--- What is expected ---
Would you return the entries below word for word?

--- Stored data ---

PR #1972, opened 2024-06-11
Hide base path from public URL of rollup-public-assets

simonihmig:
This is bringing back the (breaking!) behaviour of https://github.com/embroider-build/embroider/pull/1697 to the `main` branch, after the change has been accidentally reverted. See https://github.com/embroider-build/embroider/pull/1697#issuecomment-2122890065

PR #2082, opened 2024-08-28
Hide base path from public URL of rollup-public-assets

simonihmig:
As discussed in yesterday's team meeting, after some previous back and forth and confusion around where breaking changes should go into (`main` vs. `stable`), this PR is applying the same (breaking!) change that landed in `main` (https://github.com/embroider-build/embroider/pull/1972) to stable, so we can get this published (as yet another new major unfortunately) without waiting for `main` to stabilize.

More context in https://github.com/embroider-build/embroider/pull/1697#issuecomment-2122890065...

### DIFF
--- a/packages/addon-dev/src/rollup-public-assets.ts
+++ b/packages/addon-dev/src/rollup-public-assets.ts
@@ -51,7 +51,7 @@ export default function publicAssets(
       });
       const publicAssets: Record<string, string> = filenames.reduce(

--- Reply to the exercise ---
PR #1972, opened 2024-06-11
Hide base path from public URL of rollup-public-assets

simonihmig:
This is bringing back the (breaking!) behaviour of https://github.com/embroider-build/embroider/pull/1697 to the `main` branch, after the change has been accidentally reverted. See https://github.com/embroider-build/embroider/pull/1697#issuecomment-2122890065

PR #2082, opened 2024-08-28
Hide base path from public URL of rollup-public-assets

simonihmig:
As discussed in yesterday's team meeting, after some previous back and forth and confusion around where breaking changes should go into (`main` vs. `stable`), this PR is applying the same (breaking!) change that landed in `main` (https://github.com/embroider-build/embroider/pull/1972) to stable, so we can get this published (as yet another new major unfortunately) without waiting for `main` to stabilize.

More context in https://github.com/embroider-build/embroider/pull/1697#issuecomment-2122890065...

### DIFF
--- a/packages/addon-dev/src/rollup-public-assets.ts
+++ b/packages/addon-dev/src/rollup-public-assets.ts
@@ -51,7 +51,7 @@ export default function publicAssets(
       });
       const publicAssets: Record<string, string> = filenames.reduce(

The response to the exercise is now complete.